TASK BRIEF: What you return must match the data exactly, line for line.
※
Issue #1497, opened 2026-06-08
Localization


alba4k:
Vicinae has a lot of text elements that could be translated into other languages.

clankus-aurelius:
@aurelleb this issue may duplicate:

- #1704 — Both reports request translating Vicinae’s interface, with #1704 specifically requesting Simplified Chinese localization.

_Automated duplicate detection; maintainer confirmation is required._

aurelleb:
The localization infrastructure was implemented. For now we have support for French and Chinese.

alba4k:
Aight, omw to add italian to that list :)

alba4k:
@aurelleb 

<img width="1301" height="876" alt="Image" src="https://github.com/user-attachments/assets/a9ea242b-dfcc-4af6-9d12-067ce86322d4" />

are the numbers (e.g. `<location line="+10"/>`) safe to ignore? I'm guessing they just indicate where the translation is used

I tried using a few LLMs but they always failed in the worst ways (except maybe claude, which ran out of tokens so wasn't of much help either), so guess I'm doing it by hand 😭

aurelleb:
@alba4k sorry I missed this, the location lines are automatically generated when we run `make update-translations` so you don't need to maintain them or anything. They are used to show where the translation is used in the sources when using e.g QT Linguist.

FYI I used Fable 5 and gpt 5.5 pro to generate Chinese and French for the most part and it was okay

alba4k:
@aurelleb all good haha, figured it out

I tried gemini pro with max effort and it still crashed. but oh well, did it by hand and it is what it is. the pr is ready to imo. Been using it and have fixed the little "wrong" or strange translations I noticed

PR #1715, opened 2026-07-24
feat: localization support

aurelleb:
Adds the required infrastructure in order to support localization. We use the standard QT approach, where strings are marked for translation and translation catalogs get auto generated. Strings can then be edited using QT Linguist.

For now, localization only targets builtin Vicinae strings, and we give no way for extensions to localize themselves. Maybe it's something we will add in the future.

For now the intended way to contribute localization changes is to edit the catalogs using QT Linguist, but we may end up using something like [crowdin](https://crowdin.com/) eventually.

This PR also adds French language support as the first supported language.

(Most the changes in this PR are mechanical: most of them are about marking the strings for translations)


aurelleb:
fixes #1497

PR #1718, opened 2026-07-25
Add per-view window titles for KWin rules

zxsleebu:
### Motivation

Vicinae currently uses the same window identity for all launcher views. This means KWin window rules can only target the entire application, not individual views.

A practical example is Clipboard History: users may want to exclude it from screen capture without hiding every Vicinae window. To make that possible, KWin needs a stable property that uniquely identifies the active view.

### Changes

Views can now provide a stable window title suffix:

- Clipboard History: `Vicinae Launcher [clipboard-history]`
- Extensions: `Vicinae Launcher [extension:@author/extension:command]`

Other views keep the default title.

When switching views, the previous title is retained for two rendered frames to prevent sensitive content from briefly appearing
before KWin applies the new rule.


nolight132:
Works for me, waiting for it to get merged.

aurelleb:
I simplified the implementation and generalized it to every command instead of only handling it for a select few. The only difference is that the title format is now `Vicinae Launcher [<provider_id>:<command_id>]` . 
For the clipboard history, that's `Vicinae Launcher [clipboard:history]`

@nolight132 @zxsleebu please make sure everything still works for you and then we can merge this

zxsleebu:
Perfect! Works great!

PR #1721, opened 2026-07-25
feat(search): transliterate Cyrillic and Greek queries

nolight132:
Cyrillic and Greek queries now match Latin-titled items: `телеграм` finds
Telegram, `дискорд` finds Discord.

The table lives in `normalize.hpp` next to the diacritic folding it extends,
since one letter can need several ASCII chars (ж - zh). `queryVariants()`
returns the query plus its transliterations - at most 3, one per scheme.
`RootItemManager::search()` builds them once per search and keeps the best
score per item. The query stays first so same-script titles keep matching,
and ASCII queries get a single variant with identical scores.

Tested locally on Linux/Wayland.

image


aurelleb:
I modified the implementation a little so that it's not exclusive to root search and also doesn't over allocate memory.

Pretty cool improvement!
※
RESPONSE BELOW:
Issue #1497, opened 2026-06-08
Localization


alba4k:
Vicinae has a lot of text elements that could be translated into other languages.

clankus-aurelius:
@aurelleb this issue may duplicate:

- #1704 — Both reports request translating Vicinae’s interface, with #1704 specifically requesting Simplified Chinese localization.

_Automated duplicate detection; maintainer confirmation is required._

aurelleb:
The localization infrastructure was implemented. For now we have support for French and Chinese.

alba4k:
Aight, omw to add italian to that list :)

alba4k:
@aurelleb 

<img width="1301" height="876" alt="Image" src="https://github.com/user-attachments/assets/a9ea242b-dfcc-4af6-9d12-067ce86322d4" />

are the numbers (e.g. `<location line="+10"/>`) safe to ignore? I'm guessing they just indicate where the translation is used

I tried using a few LLMs but they always failed in the worst ways (except maybe claude, which ran out of tokens so wasn't of much help either), so guess I'm doing it by hand 😭

aurelleb:
@alba4k sorry I missed this, the location lines are automatically generated when we run `make update-translations` so you don't need to maintain them or anything. They are used to show where the translation is used in the sources when using e.g QT Linguist.

FYI I used Fable 5 and gpt 5.5 pro to generate Chinese and French for the most part and it was okay

alba4k:
@aurelleb all good haha, figured it out

I tried gemini pro with max effort and it still crashed. but oh well, did it by hand and it is what it is. the pr is ready to imo. Been using it and have fixed the little "wrong" or strange translations I noticed

PR #1715, opened 2026-07-24
feat: localization support

aurelleb:
Adds the required infrastructure in order to support localization. We use the standard QT approach, where strings are marked for translation and translation catalogs get auto generated. Strings can then be edited using QT Linguist.

For now, localization only targets builtin Vicinae strings, and we give no way for extensions to localize themselves. Maybe it's something we will add in the future.

For now the intended way to contribute localization changes is to edit the catalogs using QT Linguist, but we may end up using something like [crowdin](https://crowdin.com/) eventually.

This PR also adds French language support as the first supported language.

(Most the changes in this PR are mechanical: most of them are about marking the strings for translations)


aurelleb:
fixes #1497

PR #1718, opened 2026-07-25
Add per-view window titles for KWin rules

zxsleebu:
### Motivation

Vicinae currently uses the same window identity for all launcher views. This means KWin window rules can only target the entire application, not individual views.

A practical example is Clipboard History: users may want to exclude it from screen capture without hiding every Vicinae window. To make that possible, KWin needs a stable property that uniquely identifies the active view.

### Changes

Views can now provide a stable window title suffix:

- Clipboard History: `Vicinae Launcher [clipboard-history]`
- Extensions: `Vicinae Launcher [extension:@author/extension:command]`

Other views keep the default title.

When switching views, the previous title is retained for two rendered frames to prevent sensitive content from briefly appearing
before KWin applies the new rule.


nolight132:
Works for me, waiting for it to get merged.

aurelleb:
I simplified the implementation and generalized it to every command instead of only handling it for a select few. The only difference is that the title format is now `Vicinae Launcher [<provider_id>:<command_id>]` . 
For the clipboard history, that's `Vicinae Launcher [clipboard:history]`

@nolight132 @zxsleebu please make sure everything still works for you and then we can merge this

zxsleebu:
Perfect! Works great!

PR #1721, opened 2026-07-25
feat(search): transliterate Cyrillic and Greek queries

nolight132:
Cyrillic and Greek queries now match Latin-titled items: `телеграм` finds
Telegram, `дискорд` finds Discord.

The table lives in `normalize.hpp` next to the diacritic folding it extends,
since one letter can need several ASCII chars (ж - zh). `queryVariants()`
returns the query plus its transliterations - at most 3, one per scheme.
`RootItemManager::search()` builds them once per search and keeps the best
score per item. The query stays first so same-script titles keep matching,
and ASCII queries get a single variant with identical scores.

Tested locally on Linux/Wayland.

image


aurelleb:
I modified the implementation a little so that it's not exclusive to root search and also doesn't over allocate memory.

Pretty cool improvement!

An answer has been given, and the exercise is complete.